Among the three major cities of Kathmandu Valley, Bhaktapur city retains some of its ancient way of life, reminding you of what the entire Kathmandu Valley must have looked like during the medieval period. The remarkable architecture, the exquisite woodcarvings and metal craft that can be seen around the city takes one back to the time of the Malla rulers who patronized art like no other dynasty. The pagoda-style temples rise above the Bhaktapur skyline. The Pottery Square, the Palace (Durbar) Square which dates back to the 12th century, where devotees still celebrate their centuries-old festivals and the temple squares that still remain vibrant, are Bhaktapur’s major attractions. But the city’s archaic look itself draws tourists besides the elaborate festivals that remain unchanged for centuries. Durbar Square is one of the UNESCO World Heritage Sites of the valley.

Bhaktapur city

The Mallas once ruled Kathmandu valley from Bhaktapur until King Yakshya Malla in 1482, divided the kingdom between his three sons leading to disunity and fading strength. With the valley kingdoms divided, the Shah dynasty from Gorkha was able to conquer them one by one.

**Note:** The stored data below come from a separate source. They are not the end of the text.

PR #5108, opened 2018-09-17
Fix #5086: Don’t generate unnecessary interpolations in JSX tags around herecomments

### LINKED ISSUE #5086: Bug: Inline Comments in JSX cause unnecessary expression wrapping
Adding Comments in JSX cause unnecessary expression wrapping. I'm working on a JSX transpiler that uses Flow-like annotations so this is completely broken in Coffeescript currently. 

```coffee
<div>
  <div ###comment### attribute={value} />
</div>
```
Produces
```js
<div>
  {<div /*comment*/attribute={value} />}
</div>;
```
Where it should produce
```js
<div>
  <div /*comment*/attribute={value} />
</div>;
```
Also true for attribute comments like
```coffee
<div>
  <div attribute={###attr comment###value} />
</div>
```

Produces
```js
<div>
  {<div attribute={/*attr comment*/value} />}
</div>
```

EDIT: Actually it does this in a nested manner so:
```coffee
<div>
  <div>
    <div>
      <div ###comment### attribute={value} />
    </div>
  </div>
</div>
```
Produces:
```js
<div>
  {<div>
    {<div>
      {<div /*comment*/attribute={value} />}
    </div>}
  </div>}
</div>
```

* CoffeeScript version: CS 2.3.1
* Node.js version: 8.11.1

GeoffreyBooth:
Fix #5086: Don’t generate unnecessary interpolations in JSX tags when the tags contain only here (`/* ... */`) comments.

@ryansolid can you please verify this against your codebase? And please look at https://github.com/GeoffreyBooth/coffeescript/blob/22ec8d91d81a6f22e8a8fe073b52d69419fe630e/test/csx.coffee#L745-L784 and let me know if the expected output is correct. I copied from your issue.


ryansolid:
Yes the test output looks correct. I tested this PR against a few examples I had, but admittedly I abandoned this approach of comment annotating a month or so back so I don't have many examples. I didn't hit any issues with what I do have.

Thank you for the fix.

Unlike Kathmandu and Patan, Bhaktapur has resisted rapid change, and a large number of women in Bhaktapur city are still seen in their traditional Newari attire in black and red. Pottery, farming, singing in the temples or just sitting in the rest houses in the mornings and evenings are a way of life they have retained for centuries. Once known as Bhadgaon (Nepali) and Khwopa (Newari) the city has maintained its festivals in their original elaborate forms, many of which last over a week. After the restoration program in the 1970s, the city’s municipality has controlled the construction of new buildings in order to maintain the brick façade. One of the most popular festivals of Bhaktapur is the Bisket Jatra which attracts a large number of tourists around the Nepali New Year.